#### WHAT YOU ARE ASKED TO DO:
All lines in the records below that hold "dynamic" are to be shown.

[RECORDS FOR THIS TASK — start]

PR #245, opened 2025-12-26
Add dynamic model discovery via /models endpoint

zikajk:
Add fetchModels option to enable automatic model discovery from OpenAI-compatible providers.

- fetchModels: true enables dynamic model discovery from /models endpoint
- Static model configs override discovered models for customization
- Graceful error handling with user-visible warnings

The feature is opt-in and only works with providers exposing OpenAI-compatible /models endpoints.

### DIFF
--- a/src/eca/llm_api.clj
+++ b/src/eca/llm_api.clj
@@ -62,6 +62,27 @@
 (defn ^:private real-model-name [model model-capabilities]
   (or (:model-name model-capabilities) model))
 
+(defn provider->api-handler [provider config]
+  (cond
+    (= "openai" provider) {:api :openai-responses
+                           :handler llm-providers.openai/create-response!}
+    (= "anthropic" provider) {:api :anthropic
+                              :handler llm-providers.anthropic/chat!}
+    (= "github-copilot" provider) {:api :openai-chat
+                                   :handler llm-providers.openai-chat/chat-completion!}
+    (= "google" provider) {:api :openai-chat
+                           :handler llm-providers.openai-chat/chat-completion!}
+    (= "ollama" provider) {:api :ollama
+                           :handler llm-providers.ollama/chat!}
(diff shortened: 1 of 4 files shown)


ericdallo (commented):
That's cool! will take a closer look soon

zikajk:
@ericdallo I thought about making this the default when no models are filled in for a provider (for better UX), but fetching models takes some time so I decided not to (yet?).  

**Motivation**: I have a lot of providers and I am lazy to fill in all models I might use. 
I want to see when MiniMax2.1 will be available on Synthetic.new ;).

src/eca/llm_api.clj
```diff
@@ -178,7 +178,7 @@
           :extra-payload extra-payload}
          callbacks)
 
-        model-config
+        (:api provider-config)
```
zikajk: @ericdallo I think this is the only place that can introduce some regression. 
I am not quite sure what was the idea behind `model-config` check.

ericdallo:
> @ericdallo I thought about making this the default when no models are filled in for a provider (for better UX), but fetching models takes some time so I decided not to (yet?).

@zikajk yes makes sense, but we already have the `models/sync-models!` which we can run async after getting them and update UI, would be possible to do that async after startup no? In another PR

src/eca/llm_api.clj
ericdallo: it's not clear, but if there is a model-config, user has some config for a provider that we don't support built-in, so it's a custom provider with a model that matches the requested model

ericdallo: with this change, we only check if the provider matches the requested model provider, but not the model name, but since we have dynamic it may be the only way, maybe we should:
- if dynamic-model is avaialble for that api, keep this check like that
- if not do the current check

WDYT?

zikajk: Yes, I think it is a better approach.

[RECORDS FOR THIS TASK — finish]
[RECORDS FOR THIS TASK — start]

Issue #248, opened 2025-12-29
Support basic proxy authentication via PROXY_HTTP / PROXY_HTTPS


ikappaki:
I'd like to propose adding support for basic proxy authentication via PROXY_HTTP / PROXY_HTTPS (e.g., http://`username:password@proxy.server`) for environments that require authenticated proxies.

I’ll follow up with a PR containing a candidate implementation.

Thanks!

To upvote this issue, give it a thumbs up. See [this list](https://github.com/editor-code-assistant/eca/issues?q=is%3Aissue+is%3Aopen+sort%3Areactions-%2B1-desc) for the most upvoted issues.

[RECORDS FOR THIS TASK — finish]

#### EXERCISE ANSWER:
Add dynamic model discovery via /models endpoint
- fetchModels: true enables dynamic model discovery from /models endpoint
ericdallo: with this change, we only check if the provider matches the requested model provider, but not the model name, but since we have dynamic it may be the only way, maybe we should:
- if dynamic-model is avaialble for that api, keep this check like that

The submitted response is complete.